風に揺蕩う物語

その頃、シャロン達は民衆の群れに紛れながら移動していた。

「まさかここまで出し抜けるとは思っていなかったぜ。机上の空論も実際に目の前で起こると鳥肌ものだ」

軽く息を乱しながらも楽しそうに話すアスラ。体格の良いムーアがヒューゴを担ぎ、その横を並走するシャロン。その後ろには平服に身を包んだ仲間たちが後から続く。

これがシャロンの考えた策だった。

奇策と愚策は紙一重です。効果的に事を進めるのであれば、どちらも用いるのが良策となります…。

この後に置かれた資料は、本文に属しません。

PR #763, opened 2023-10-25
va: export symbol vaMapBuffer2 for Windows

tong1wu:
This new added api should be exported otherwise it will cause link issues.

### DIFF
--- a/va/libva.def
+++ b/va/libva.def
@@ -32,6 +32,7 @@ EXPORTS
     vaGetDisplayAttributes
     vaGetImage
     vaMapBuffer
+    vaMapBuffer2
     vaMaxNumDisplayAttributes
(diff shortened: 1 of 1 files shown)


xhaihao (approved):
LGTM

va/libva.def
```diff
@@ -32,6 +32,7 @@ EXPORTS
     vaGetDisplayAttributes
     vaGetImage
     vaMapBuffer
+    vaMapBuffer2
```
dvrogozh, line 35: Ups. Yes.

dvrogozh (approved):

XinfengZhang (approved):

dvrogozh:
Non related to this PR, but something's wrong with freebsd ci... This is not on libva side though...

PR #767, opened 2023-10-31
Added 3DLUT interpolation method.

FurongZhang:


va/va_vpp.h
```diff
@@ -1426,8 +1436,12 @@ typedef struct _VAProcFilterParameterBuffer3DLUT {
...
     uint32_t            channel_mapping;
 
+    /** \brief interpolation_method defines the 3DLUT interpolation method, could be one of VA_3DLUT_INTERPOLATION_XXX*/
+    uint32_t            interpolation_method : 4;
+
     /** \brief reserved bytes for future use, must be zero */
-    uint32_t            va_reserved[VA_PADDING_HIGH];
+    uint32_t            va_reserved1 : 28;
+    uint32_t            va_reserved[VA_PADDING_HIGH - 1];
 } VAProcFilterParameterBuffer3DLUT;
```
LhGu, line 1446: For HDR10， If app needs to enable 3DLut TETRAHEDRAL interpolation, besides VAProcFilterHighDynamicRangeToneMapping filter type,  they also need to add VAProcFilter3DLUT because we only add this parameter in VAProcFilterParameterBuffer3DLUT. right?

LhGu (approved):

va/va_vpp.h
FurongZhang: App either use VAProcFilterHighDynamicRangeToneMapping with HDR10 metadata, or use VAProcFilterParameterBuffer3DLUT by using their own 3DLUT. Those 2 filters are usually not combined to use.

PR #5316, opened 2020-07-08
Suggestion to add disclaimer

revaldiv:
At line 101 - I think we need to add some disclaimer about 3rd party apps.  Currently we do not have user specific reports about what apps a customer is using in Teams.  I am trying to help get info via Graph but in the Teams Admin Portal we do not have detailed reports about what apps a user has installed and is using.  Some are by Team so not sure how we would account for a team app.  Nonetheless I had a customer mention the following about the Karmabot app: I guess we can try reaching out to Karmabot for more info, we just find it concerning that Microsoft would allow all these third-party apps to perform functions within out Teams tenant and then have no insight into what the apps are doing or who is using them. That presents a huge compliance issue for us and if there is no way to get that information, we may need to disable all Teams apps across the tenant.


scanum:

PR #5350, opened 2020-07-15
Update pstn-usage-report.md

ckilaru-msft:
Updated language to reflect both in-direct calling plan providers.


ckilaru-msft:
need to make changes to 1 more file.

PR #5448, opened 2020-07-28
Align with race-insensitive language work

GossiTheDog:
As part of Race-Insensitive terms work across Microsoft.


scanum:

PR #5527, opened 2020-08-06
SPO and OD are not automatically IB enabled

anwara-ms:
SPO and OD are not automatically IB enabled, unless admin has requested IB to be turned on for SPO and OD.


robmazz:
Per conversation, closing and updating in private repo to fix spelling, grammar, and style issues.

PR #5613, opened 2020-08-20
Adjusting PS to install Public Preview version

get-itips:
Hello,

I am proposing to specify the Public Preview version as the current PS Line

``Install-Module MicrosoftTeams -AllowPrerelease``

**won't install the Public Preview but the GA version** and this is confusing users.

I know that hardcoding the version isn't the best, but again, the current instructions don't work as intended.

cc @brandber


brandber:
Thank you for raising!

Resolved in [PR #5616](https://github.com/MicrosoftDocs/OfficeDocs-SkypeForBusiness/pull/5616)

PR #5837, opened 2020-09-23
Identified new limit to private chat

kellybos:
Though a group chat can have up to 250 members, you can only add 200 members at one time. If you add more than 200 members at the creation of the chat you will get an error that the chat could not be sent, but this is due to the limit of adding members only 200 at a time. This was confirmed as a limitation by Teams engineering - https://portal.microsofticm.com/imp/v3/incidents/details/206239708/home.

Thanks,
Kelly

### DIFF
--- a/Teams/limits-specifications-teams.md
+++ b/Teams/limits-specifications-teams.md
@@ -60,16 +60,18 @@ Teams chat works on a Microsoft Exchange backend, so Exchange messaging limits a
 
 |Feature  | Maximum limit  |
 |---------|---------|
-|Number of people in a private chat<sup>1</sup>  | 250 |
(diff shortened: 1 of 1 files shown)


scanum:

JohanFreelancer9 (approved):

scanum:
@SerdarSoysal PR has been copyedited and is ready for final review, could you please check and merge? Thanks!

SerdarSoysal:
@scanum We may want to create a troubleshooting or known-issues article for this one. I'm following-up with our CSS org about this.

SerdarSoysal:
@scanum We are creating a KB for this. Will revise this PR accordingly when that is live.

PR #5838, opened 2020-09-23
Update stream-classification-in-call-quality-dashboard.md

sjaligam-MS:
For Satin code changes, Audio classifier needs to omit "Audio Degradation Avg"  and "Ratio Concealed Samples Avg" while determining PCR.


sjaligam-MS:
For Satin code changes, Audio classifier needs to omit "Audio Degradation Avg" and "Ratio Concealed Samples Avg" while determining PCR.

sjaligam-MS (commented):
@Priteshkanani @GageAmes : Please Review

GageAmes:
@sjaligam-MS Doesn't the classifier only change when the SATIN codec is in use? For codecs other than SATIN, is the old classifier supposed to be retained?

GageAmes (changes requested):
The previous classifier logic is still used for non-SATIN codecs, correct?

PR #6283, opened 2020-12-01
Clarification on language

PatmanW:


MSFTTracyP (changes requested):
Asking for clarification. It's not enough to say 'we don't use AES 256 across the service' for example. We need to know what is used, where something isn't used, and why. This is the all-up security guide for Teams.

MSFTTracyP (commented):
Spoke to Patrick and we'll go with this change.

PR #6333, opened 2020-12-10
Update plan-auto-attendant-call-queue.md

CLYVR:
Removing reference to "as they become available" in the general discription as this only happens if presence routing is enabled - ICM was opened due to misunderstanding of how/when calls routed to agents.


scanum:

JohanFreelancer9 (approved):

scanum:

PR #6352, opened 2020-12-14
Update to timing of limit increases + remove Adv Comms language

romanf01:
As prior deadline of Jan 1 2021 approaches for end of the Live Events limit increases, decision was made to extend limit increases until June 30, 2021. Also, value prop of Adv Comms SKU is still being landed, so removing that language. (Contacts: chtorok and zheh)


msdmaguire:
PubOps team, do not merge this until @romanf01 has gotten the go ahead. Ping dmaguire with questions.

msdmaguire:
Okay to merge. Merging now.

PR #6907, opened 2021-03-24
Update manage-tags.md

sandraluo:
Deleted the part about tagging by active shift coming soon now that it has publicly released.


scanum:

PR #6950, opened 2021-03-31
add de-identify settings for usage reports

ivlists:
Add setting information on de-identifying usage reports data


ivlists:
@cichur Can you please help merge these changes ?

Issue #5222, opened 2020-06-26
Dial-out behavior of organizer vs participant


mcantin:
Let's be more specific here. It has been confirmed by MSFT Support that disabling "dial-out" on an individual user (let's say Jake) will disable the meeting pane for everyone in a meeting Jake hosts. Whenever Jake clicks 'Phone Audio' before a meeting, he will receive an error saying 'Phone Audio isn't available. Unmute your mic for meeting audio'. Jake will be able to dial-out as a participant for meetings, hosted by individuals with dial-out enabled, through the meeting pane once inside the meeting, but not before.

This article doesn't clarify that, but in my opinion, it should.

---
#### Document Details

⚠ *Do not edit this section. It is required for docs.microsoft.com ➟ GitHub issue linking.*

* ID: b759f354-bf74-3cff-0c96-3b28a27ee997
* Version Independent ID: fb2d8a68-f35a-bbee-a306-72ee20a450a3
* Content: [Set up the Call me feature for your users - Microsoft Teams](https://docs.microsoft.com/en-us/MicrosoftTeams/set-up-the-call-me-feature-for-your-users)
* Content Source: [Teams/set-up-the-call-me-feature-for-your-users.md](https://github.com/MicrosoftDocs/OfficeDocs-SkypeForBusiness/blob/live/Teams/set-up-the-call-me-feature-for-your-users.md)
* Service: **msteams**
* GitHub Login: @LanaChin
* Microsoft Alias: **v-lanac**

scanum:
@mcantin  Thank you for submitting feedback and contributing to the docs. We are currently investigating this.

dariomws:
Hi @mcantin, thank you for your feedback and help us to improve docs.microsoft.com.

I'm currently investigating this, I'll give you more information in the next couple of days.

dariomws:
Hi @mcantin, sorry for the delay.

I've verified, and if the meeting organizer is not enabled for dial-out, the **Phone audio** option won't be available for everyone in the "Choose your video and audio options" screen. So you won't be able even to get the **Call me** option.

If the meeting organizer is enabled for dial-out, the **Phone audio** option will be available for everyone in the "Choose your video and audio options" screen. So you can get the **Call me** option.

I'll update the article based on this information.

Thank you!

PR #6995, opened 2021-04-07
Update set-up-the-call-me-feature-for-your-users.md

dariomws:
Closes https://github.com/MicrosoftDocs/OfficeDocs-SkypeForBusiness/issues/5222.

I've verified, and if the meeting organizer is not enabled for dial-out, the Phone audio option won't be available for everyone in the "Choose your video and audio options" screen. So you won't be able even to get the Call me option.

If the meeting organizer is enabled for dial-out, the Phone audio option will be available for everyone in the "Choose your video and audio options" screen. So you can get the Call me option.

Also applied more updates to the article:
- Duplicate IMPORTANT note.
- Added a note that we usually see on these articles.
- Updated picture.
- Updated some steps.

Something very important to note is that in this way we are also disabling **Dial in manually** option. I think it's not expected and we should report it to the PG.

Thank you!


dariomws:
@cichur I think you can help to confirm and merge. Thank you!

cichur:
HI @dario-ms
Just a heads up, the image files can be no larger than 650px. I noticed that one file is 750px. Will you resize the images? Thank you, Cindy

dariopb:
@dariomws I think this was for you: "Just a heads up, the image files can be no larger than 650px. I noticed that one file is 750px. Will you resize the images? Thank you, Cindy"

cichur:
HI @dariomws, It looks like someone is committing new image files. I noticed that some of the new files are larger than 650px. I commented that the files need to be 650px or smaller. Cindy

dariomws:
@cichur done!

PR #7023, opened 2021-04-13
Change Localization Priority value

TinaMcN:
The localized topics get very high page views, let's change the value to "Priority" so that it will always be human translated.


scanum:

JohanFreelancer9 (approved):

PR #7024, opened 2021-04-13
Update localization priority value

TinaMcN:
The localized articles are getting high page views so let's upgrade the priority so it gets human translated.


scanum:

JohanFreelancer9 (approved):

PR #7029, opened 2021-04-14
Upgrade localization priority

TinaMcN:
This article gets high localization page views, suggest upgrading the priority so it gets human translated.


scanum:

JohanFreelancer9 (approved):

PR #7048, opened 2021-04-15
Add Meeting Scenario Dimension

rd-msft:
To enable identification of Microsoft Bookings' meeting scenario in CQD Dashboard through its own dimension filter


MicrosoftHeidi:
I would change the CY21Q2 language in the text, this may not be familiar to all users.

scanum:

PR #7234, opened 2021-05-17
Update plan-auto-attendant-call-queue.md

carolynblanding:
Fix missing requirement for phone number assignment


carolynblanding:
Need to make another adjustment

PR #7294, opened 2021-05-24
Update communicate-with-users-from-other-organizations.md

lambasu:
Update screenshot from External Access TAC page to include the following screenshot: Your Teams users can add apps when they host meetings or chats with other organizations, and they can use apps shared by external users when your users join meetings or chats hosted by other organizations. The data policies of the hosting user's organization, as well as the data sharing practices of the third-party apps shared by that user's organization, will be applied.


MikePlumleyMSFT:
Will update screenshot when ready via another PR.

PR #7359, opened 2021-06-04
Update configure-dynamic-emergency-calling.md

carolynblanding:
@CarolynRowe @roykuntz 
Adding information about how to define LIS Subnet


carolynblanding:
@CarolynRowe I'm going to resubmit with different network example to better align with cmdlet doc.

PR #740, opened 2023-02-12
Update Plus, ScottFree, and TaylorMade again

angstsmurf:
There is a lot of changes in this, so let me know if you want me to split it up.

I apparently broke the UK cassette-based version of *Questprobe featuring the Hulk* in one of the earlier updates. Now it works again.

Otherwise, the biggest change is that I've switched to a C++ version of Unp64 based on the one in ScummVM. It is not very object oriented, but the source is a little cleaned up.

I've added support for many TaylorMade game variants found on the Internet Archive. This required changes to Unp64 and C64diskimage. ~~[One version](https://archive.org/download/d64_Temple_of_Terror_1987_U.S._Gold_h_FLT) of *Temple of Terror* has an annoying bug where it randomly won't start, but not if it is built without optimisations. The problem seems to be somewhere in Unp64. It is entirely possible that this can be fixed by going back to the plain C version.~~ EDIT: Fixed it, just needed to null terminate some strings.

Reading Apple II images in WOZ format should be faster.


terps/unp64/CMakeLists.txt
```diff
@@ -1,13 +1,15 @@
...
-    scanners/_Scanners.c scanners/1001card.c scanners/AbuzeCrunch.c
-    scanners/ActionPacker.c scanners/ByteBoiler.c scanners/Caution.c
-    scanners/CCS.c scanners/Cruel.c scanners/ECA.c scanners/Exomizer.c
-    scanners/Expert.c scanners/FinalSuperComp.c scanners/Intros.c
-    scanners/MasterCompressor.c scanners/Megabyte.c scanners/MrCross.c
-    scanners/MrZ.c scanners/PuCrunch.c scanners/Section8.c
-    scanners/TBCMultiComp.c scanners/TCScrunch.c scanners/XTC.c)
-
-c_standard(unp64 11)
+set (CMAKE_CXX_STANDARD 17)
```
cspiegel, line 1: For setting the C++ standard, please use Gargoyle's `cxx_standard` function:

```
cxx_standard(unp64 17)
```
This takes a target rather than setting a global value. It also _requires_ the standard, and turns off extensions, but that's not as important.

terps/unp64/CMakeLists.txt
```diff
@@ -1,13 +1,15 @@
...
+
+add_library(unp64 STATIC 6502_emu.cpp exo_util.cpp globals.cpp unp64.cpp
+    scanners/scanners.cpp scanners/abuze_crunch.cpp scanners/action_packer.cpp
+    scanners/byte_boiler.cpp scanners/caution.cpp scanners/ccs.cpp scanners/cruel.cpp
```
cspiegel, line 5: As long as you're in the file, this contains a trailing newline that can be removed.

terps/unp64/CMakeLists.txt
```diff
@@ -1,13 +1,15 @@
...
+    scanners/byte_boiler.cpp scanners/caution.cpp scanners/ccs.cpp scanners/cruel.cpp 
+    scanners/eca.cpp scanners/exomizer.cpp scanners/expert.cpp scanners/final_super_comp.cpp
+    scanners/intros.cpp scanners/master_compressor.cpp scanners/mc_cracken_comp.cpp
+    scanners/megabyte.cpp scanners/mr_cross.cpp scanners/mr_z.cpp scanners/pu_crunch.cpp
+    scanners/section8.cpp scanners/tbc_multicomp.cpp scanners/tcs_crunch.cpp
+    scanners/time_cruncher.cpp scanners/xtc.cpp)
+
+target_include_directories(unp64 INTERFACE ${CMAKE_CURRENT_SOURCE_DIR} PRIVATE PARENT_DIR ${CMAKE_CURRENT_SOURCE_DIR})
+
 warnings(unp64)
```
cspiegel, line 15: And again, since you'll already be in the file, an extraneous newline which can be removed.

cspiegel:
During the build I get these warnings (gcc):

```
/home/chris/github/garglk/terps/unp64/scanners/mr_cross.cpp: In function ‘void Unp64::scnMrCross(UnpStr*)’:
/home/chris/github/garglk/terps/unp64/scanners/mr_cross.cpp:66:68: warning: comparison of integer expressions of different signedness: ‘unsigned int’ and ‘int’ [-Wsign-compare]
   66 |                                 (*(unsigned int *)(mem + p + 0x36) == 0x60D8d000 + (p >> 8)) /*((p+0x3b)>>8)*/
      |                                  ~~~~~~~~~~~~~~~~~~~~~~~~~~~~~~~~~~^~~~~~~~~~~~~~~~~~~~~~~~
/home/chris/github/garglk/terps/unp64/scanners/final_super_comp.cpp: In function ‘void Unp64::scnFinalSuperComp(UnpStr*)’:
/home/chris/github/garglk/terps/unp64/scanners/final_super_comp.cpp:162:65: warning: comparison of integer expressions of different signedness: ‘unsigned int’ and ‘int’ [-Wsign-compare]
  162 |                                 if ((*(unsigned int *)(mem + p) == ((((mem[0x2aa] + 0x15) & 0xff) << 24) | 0x00B99EA0)) &&
      |                                      ~~~~~~~~~~~~~~~~~~~~~~~~~~~^~~~~~~~~~~~~~~~~~~~~~~~~~~~~~~~~~~~~~~~~~~~~~~~~~~~~~
/home/chris/github/garglk/terps/unp64/unp64.cpp: In function ‘int Unp64::unp64cpp(uint8_t*, size_t, uint8_t*, size_t*, const char*)’:
/home/chris/github/garglk/terps/unp64/unp64.cpp:97:20: warning: ‘char* strncpy(char*, const char*, size_t)’ output truncated before terminating nul copying as many bytes from a string as its length [-Wstringop-truncation]
   97 |             strncpy(string, switches, string_length);
      |             ~~~~~~~^~~~~~~~~~~~~~~~~~~~~~~~~~~~~~~~~
/home/chris/github/garglk/terps/unp64/unp64.cpp:94:50: note: length computed here
   94 |         Unp64::size_t string_length = std::strlen(switches);
      |                                       ~~~~~~~~~~~^~~~~~~~~~
/home/chris/github/garglk/terps/unp64/unp64.cpp:102:24: warning: ‘char* strncpy(char*, const char*, size_t)’ output truncated before terminating nul copying as many bytes from a string as its length [-Wstringop-truncation]
  102 |                 strncpy(settings[numSettings], setting, string_length);
      |                 ~~~~~~~^~~~~~~~~~~~~~~~~~~~~~~~~~~~~~~~~~~~~~~~~~~~~~~
/home/chris/github/garglk/terps/unp64/unp64.cpp:101:44: note: length computed here
  101 |                 string_length = std::strlen(setting);
      |                                 ~~~~~~~~~~~^~~~~~~~~
/home/chris/github/garglk/terps/unp64/unp64.cpp:591:24: warning: ‘char* strncpy(char*, const char*, size_t)’ output may be truncated copying 248 bytes from a string of length 259 [-Wstringop-truncation]
  591 |                 strncpy(name, forcedname, 248);
      |                 ~~~~~~~^~~~~~~~~~~~~~~~~~~~~~~
```
I will add individual comments to the code regarding these, since I think it'll be easier than dumping the warnings all over the place.

terps/unp64/scanners/mr_cross.cpp
```diff
@@ -0,0 +1,100 @@
...
+         different address than $0801
+         */
+		p = unp->_info->_run;
+		if (p == -1)
+			p = unp->_info->_start;
+		for (q = p + 0x80; p < q; p++) {
+			if ((*(unsigned int *)(mem + p + 0x00) == 0x8538A978) &&
+				(*(unsigned int *)(mem + p + 0x04) == 0x9AF9A201) &&
+				(*(unsigned int *)(mem + p + 0x0b) == 0xCA01069D) &&
+				(*(unsigned int *)(mem + p + 0x36) == 0x60D8d000 + (p >> 8)) /*((p+0x3b)>>8)*/
```
cspiegel, line 66: This gives a "signed/unsigned" comparison in g++, and it's beacuse of the addition of `(p >> 8)`.  Remove that, and it's fine, which is strange, because it's still comparing an unsigned int to an int in either case.  But anyway, this can be worked around by giving the constant a `U` suffix to make it unsigned, i.e. `0x60D8d000U + (p >> 8)`.

terps/unp64/scanners/final_super_comp.cpp
```diff
@@ -0,0 +1,284 @@
...
+		}
+	}
+	/* FinalSuperCompressor/flexible hacked? 2nd layer */
+	if (unp->_depAdr == 0) {
+		if (unp->_info->_start == 0x2a7) {
+			if (mem[0x2a7] == 0x85 &&
+				mem[0x2a8] == 0x01 &&
+				mem[0x2a9] == 0x4c) {
+				p = READ_LE_UINT16(&mem[0x2aa]);
+				if ((*(unsigned int *)(mem + p) == ((((mem[0x2aa] + 0x15) & 0xff) << 24) | 0x00B99EA0)) &&
```
cspiegel, line 162: Another signed/unsigned comparison warning in g++.  This can be addressed by making this constant unsigned, i.e. `0x00B99EA0U`.

terps/unp64/unp64.cpp
```diff
@@ -0,0 +1,745 @@
...
+
+int unp64cpp(uint8_t *compressed, size_t length, uint8_t *destinationBuffer, size_t *finalLength, const char *switches) {
+
+    char settings[4][64];
+    int numSettings = 0;
+
+    if (switches != NULL) {
+        Unp64::size_t string_length = std::strlen(switches);
+        char string[100];
+        if (string_length > 0 && string_length <= 100) {
```
cspiegel, line 96: This will pass if `string_length` is 100, and then effectively do this on line 98: `string[100] = '\0'`; but `string` is only 100 bytes long, so that will overflow it.

terps/unp64/unp64.cpp
```diff
@@ -0,0 +1,745 @@
...
+            strncpy(string, switches, string_length);
+            string[string_length] = '\0';
+            char *setting = strtok(string, " ");
+            while (setting != NULL && numSettings < 4) {
+                string_length = std::strlen(setting);
+                strncpy(settings[numSettings], setting, string_length);
+                settings[numSettings][string_length] = '\0';
```
cspiegel, line 103: Similar to above:

```c
strncpy(settings[numSettings], setting, sizeof settings[numSettings]);
settings[numSettings][(sizeof settings[numSettings]) - 1] = '\0';
```

terps/unp64/unp64.cpp
```diff
@@ -0,0 +1,745 @@
...
+			else {
+				if (p >= 0xffff)
+					_G(_unp)._lfMemF = 0 | _G(_unp)._ecaFlg;
+				break;
+			}
+		}
+	}
+
+	if (*forcedname) {
+		strncpy(name, forcedname, 248);
```
cspiegel, line 591: g++ also warns here.  Is there a particular reason in limiting to 248 bytes here?  In the `else` below it looks like the 248 limit is to ensure that `".%04x%s"` will have enough space to be appended, but that's not necessary here.  I'd think even `strcpy` would work here, since `name` and `forcedname` are the same size, though to be safer:

```c
snprintf(name, sizeof name, "%s", forcedname);
```
would be better.

terps/unp64/unp64.cpp
```diff
@@ -0,0 +1,745 @@
...
+
+    char settings[4][64];
+    int numSettings = 0;
+
+    if (switches != NULL) {
+        Unp64::size_t string_length = std::strlen(switches);
+        char string[100];
+        if (string_length > 0 && string_length <= 100) {
+            strncpy(string, switches, string_length);
+            string[string_length] = '\0';
```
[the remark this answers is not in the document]
cspiegel: Though let me also advocate `snprintf` here:

```c
snprintf(string, sizeof string, "%s", switches);
```
Easier to get right, since you don't need to bother with null termination manually.

terps/unp64/unp64.cpp
cspiegel: And `snprintf` here, too.

angstsmurf:
I think I've taken care of all of them now. Sorry about the force pushes.

angstsmurf:
Speaking of warnings, running this with UndefinedBehaviorSanitizer on gives lots and lots of warnings like
``
garglk/terps/unp64/scanners/abuze_crunch.cpp:82:9: runtime error: load of misaligned address 0x00016b4122bb for type 'unsigned int', which requires 4 byte alignment
``
and
``
garglk/terps/unp64/scanners/eca.cpp:104:12: runtime error: load of misaligned address 0x00016b412397 for type 'unsigned short', which requires 2 byte alignment
``
in all the scanners files. I have no idea of how to fix those other than to memcopy to new malloc'ed variables rather than assigning, and that would add a lot of lines and complexity.

angstsmurf:
The warnings seem to be gone. Fixed a number of out-of-bounds reads as well. Tested with a lot of games, and they all at least start.

cspiegel:
@angstsmurf Good to merge this in now, or is there something else you'll need to add here?

angstsmurf:
I think it is good. Nothing to add for now.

出し抜くという観点で言えば奇策が必要になり、見破ってもらうという観点では愚策を用いる。騎馬の強行突破は出来うる可能性の高い強硬策ではある。

だが頭の切れる策士なら一目で見破られ、対策を練られる。

だからこそ囮の愚策を用意するのだ。

騎馬隊での強行突破で煙玉を使用したのは騎乗していない事を悟らせないため。決して騎馬の存在を隠す事ではない。

途中でそれに気づいた所でもう遅いのだ。その時には何万人という人の中に隠れ、人知れずその場から消えればそれで策は成立してしまう。

もはやエストールの騎士達が探さなくてはいけない対象は、百人程度ではなく万の人間なのだ。

「ですが騎馬には申し訳ないことをしてしまいました。それに国民にも犠牲者を出してしまったかもしれません」

「それはしょうがないんじゃないか?これはある意味、戦と変わりない事だ。多少の犠牲は覚悟の上で初めからやっていた事だしな」

「そういう事さシャロンちゃん。ヒューゴを助けるために俺たちは騎士を捨てたんだ…恨まれても悔いはないよ」

心に残っていた小さなシコリを二人の騎士が助ける。犠牲を出さずに済む次元の話ではないのだ。

国王の意向に逆らうのだから。

綺麗事だけでは済まない…。

この危機を乗り越えても、先に待つのは蛇の道だけ。

それでも実行するだけの理由がシャロンにはあり、この場に居る者たちにはあった。見て見ぬ振りができない不器用な人間達がここにはいた。